Directions for this task ▸
The entries below need to be transcribed verbatim.

(Stored items)
PR #5896, opened 2021-06-29
Catch the correct exception in case of UniqueConstraintViolationExcep…

nickvergessen:
…tion


PVince81 (approved):
:+1:

PR #5905, opened 2021-07-01
Listen to token changes instead of conversation object

PVince81:
The converstion watcher is triggered even for attribute changes, so we
now use the token watcher instead for scrolling up so it only happens
when meaningful.

Note: the conversation display name watcher still needs to watch for "conversation" as the name might change while the token doesn't.

Fixes https://github.com/nextcloud/spreed/issues/5904


danxuliu (approved):
Tested and works :+1:

nickvergessen:
Backport in https://github.com/nextcloud/spreed/pull/5906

Answer space ▸
PR #5896, opened 2021-06-29
Catch the correct exception in case of UniqueConstraintViolationExcep…

nickvergessen:
…tion


PVince81 (approved):
:+1:

PR #5905, opened 2021-07-01
Listen to token changes instead of conversation object

PVince81:
The converstion watcher is triggered even for attribute changes, so we
now use the token watcher instead for scrolling up so it only happens
when meaningful.

Note: the conversation display name watcher still needs to watch for "conversation" as the name might change while the token doesn't.

Fixes https://github.com/nextcloud/spreed/issues/5904


danxuliu (approved):
Tested and works :+1:

nickvergessen:
Backport in https://github.com/nextcloud/spreed/pull/5906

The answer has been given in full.